- Directions for this task: Please give back only the lines below from the one containing "[Option] Install Gradle" to the one containing "sdk install maven", each repeated word for word, both ends included.

Stored data entries:

PR #483, opened 2022-01-06
added initial devcontainer setup files

StoyanStAtanasov:
Add devcontainer setup files for vscode to ease evaluation and experimentation.
Some tweaking may be needed as the files are from the example repo with MIT license https://github.com/microsoft/vscode-remote-try-java/blob/main/LICENSE

### DIFF
--- a/.devcontainer/Dockerfile
+++ b/.devcontainer/Dockerfile
@@ -1,0 +1,24 @@
+# See here for image contents: https://github.com/microsoft/vscode-dev-containers/tree/v0.195.0/containers/java/.devcontainer/base.Dockerfile
+# [Choice] Java version (use -bullseye variants on local arm64/Apple Silicon): 8, 11, 16, 8-bullseye, 11-bullseye, 16-bullseye, 8-buster, 11-buster, 16-buster
+ARG VARIANT=11-bullseye
+FROM mcr.microsoft.com/vscode/devcontainers/java:0-${VARIANT}
+
+# [Option] Install Maven
+ARG INSTALL_MAVEN="false"
+ARG MAVEN_VERSION=""
+# [Option] Install Gradle
+ARG INSTALL_GRADLE="false"
+ARG GRADLE_VERSION=""
+RUN if [ "${INSTALL_MAVEN}" = "true" ]; then su vscode -c "umask 0002 && . /usr/local/sdkman/bin/sdkman-init.sh && sdk install maven \"${MAVEN_VERSION}\""; fi \
+    && if [ "${INSTALL_GRADLE}" = "true" ]; then su vscode -c "umask 0002 && . /usr/local/sdkman/bin/sdkman-init.sh && sdk install gradle \"${GRADLE_VERSION}\""; fi
+
+# [Choice] Node.js version: none, lts/*, 16, 14, 12, 10
+ARG NODE_VERSION="none"
+RUN if [ "${NODE_VERSION}" != "none" ]; then su vscode -c "umask 0002 && . /usr/local/share/nvm/nvm.sh && nvm install ${NODE_VERSION} 2>&1"; fi
+
+# [Optional] Uncomment this section to install additional OS packages.
+# RUN apt-get update && export DEBIAN_FRONTEND=noninteractive \
+#     && apt-get -y install --no-install-recommends <your-package-list-here>
+
+# [Optional] Uncomment this line to install global node packages.
+# RUN su vscode -c "source /usr/local/share/nvm/nvm.sh && npm install -g <your-package-here>" 2>&1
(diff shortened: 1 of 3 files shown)


StoyanStAtanasov:
I am having problem with eclipse foundation contribution agreement. I have created eclipse account, accepted the new agreement, entered my personal data and installed the validation app on my github account for this fork. Now eclipesfdn/eca is pending. Any ideas?

MoritzKeppler:
thx for your contribution! 
I'm not familiar with devcontainer, but maybe other committers @jimmarino @alexandrudanciu have experience / an opinion?

We need at least two things:
* you need to sign the eclipse contributor's agreement
* files must contain a copyright header (see the other source code files for an example) that reflect the license (in this case it's MIT) and the copyright owner.

alexandrudanciu:
In my opinion, no IDE-specific config files should be managed within a source code repository. We neither want to promote one specific IDE nor do we want to cover all usual suspects.
Another aspect for a rationale is, if the creation of a devcontainer.json represents a high entry barrier for developers. In my opinion, the EDC technology stack is rather lightweight and the auto-generated devcontainer.json specific for the selected OS and programming language should fit.

StoyanStAtanasov:
@MoritzKeppler @alexandrudanciu Thanks for your responses! 
What about non Java developers that want to kick the tires without installing JDKs and specialized IDEs? Maybe just having a Dockerfile that can build and run the connector is a good alternative?
If I uderstand correctly that EDC wants to promote itself to the widest possible audience a good IDE defaluts for VSCode can be a great thing, especially with devcontainer where it will automatically build your dev machine for you and you are presented with quick results.
P.S the defaults did not work for me. Most probably user error :)

paullatzelsperger:
Developing in Java without installing a Java IDE or a JDK seems like a bit of a paradox :)

To my knowledge VSCode really isn't widely used for Java development. While it does work, there are much better, and much better suited, alternatives out there, even free ones. 
I will acknowledge however, that in the end it's a matter of preference, so there really isn't an argument to be made pro one or contra the other.

That also the main reason why - like @alexandrudanciu - I'd argue that as a general rule we **do not** check in IDE-specific files. Else we'd also have to check in `.idea` directories and whatever the Eclipse IDE uses and that will definitely cause problems.

If a low entry barrier is what you're after, please take a look the samples and the onboarding guides. Those should get you up and running quickly. If there's a problem with those, we'll gladly fix/update them.

StoyanStAtanasov:
@paullatzelsperger Thank you, I apreciate your reply. 

Understood: do not check in IDE-specific files
What is the practical alternative place? samples, another repo? What about a Dockerfile?

Rationale:
I believe, there is value to be added for wider range of developers, that are new to the project, which could help adoption. I just don't know how to do it.
"Developing in Java without installing a Java IDE or a JDK seems like a bit of a paradox :)" - Not "develop", but more evaluate, adapt, experiment with.

The point is, of course, to provide a predefined container that will handle everything for any developer. devcontainer is the perfect technology for this, as it will install the JDK and the Java extension and anything else that is needed to start evaluating the project, without messing with your Dev machine. There are also the Github codespaces, that can take advantage of devcontainer.

In the end (I hope) EDC is just another service in the infrastructure (which is probably kubernetes), so it should be usable by non Java centric developer teams.

Onboarding guide: "We'll assume that you've just checked out the EDC code base and have Java 11 installed on your development machine" - I think we can do better.

VSCode may not be the most widely used Java IDE, but it is the most widely used IDE :) After all, it is even in the EDC videos 😉.

paullatzelsperger:
Everyone is free to host a devcontainer configuration in their own repo of course, we're just not going to do so in the EDC repo.

Also, the EDC onboarding is not an introduction into Java or how to set up a JDK. As with any other project we assume a working development environment. That's just the minimum requirement we have. As soon as you want to run Java code, you're going to need a JDK, whether that is inside a dev container or natively installed is your personal business. 

Let me also emphasize that the EDC is *not* a runnable application or service, it rather is a framework upon which applications are built or that can be incorporated into existing applications. 

With that in mind there isn't really _the_ EDC, there's just applications _using_ EDC, so there also is not really a standard API for EDC.

With that being said, there are indeed REST endpoints that we provide out-of-the-box (`extensions/api`), they just have to be included in the build config. Unfortunately we do not yet have an automatically generated API doc for it, but it is on our todo list. For now there are README files. 

I'd argue that VSCode is an editor rather than an IDE, but that's a philosophical argument therefore intrinsically moot.

StoyanStAtanasov:
Thank you guys again for the great feedback!

Should I close the issue?

MoritzKeppler:
thanks for the idea and the discussion!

- Response for this exercise:
+# [Option] Install Gradle
+ARG INSTALL_GRADLE="false"
+ARG GRADLE_VERSION=""
+RUN if [ "${INSTALL_MAVEN}" = "true" ]; then su vscode -c "umask 0002 && . /usr/local/sdkman/bin/sdkman-init.sh && sdk install maven \"${MAVEN_VERSION}\""; fi \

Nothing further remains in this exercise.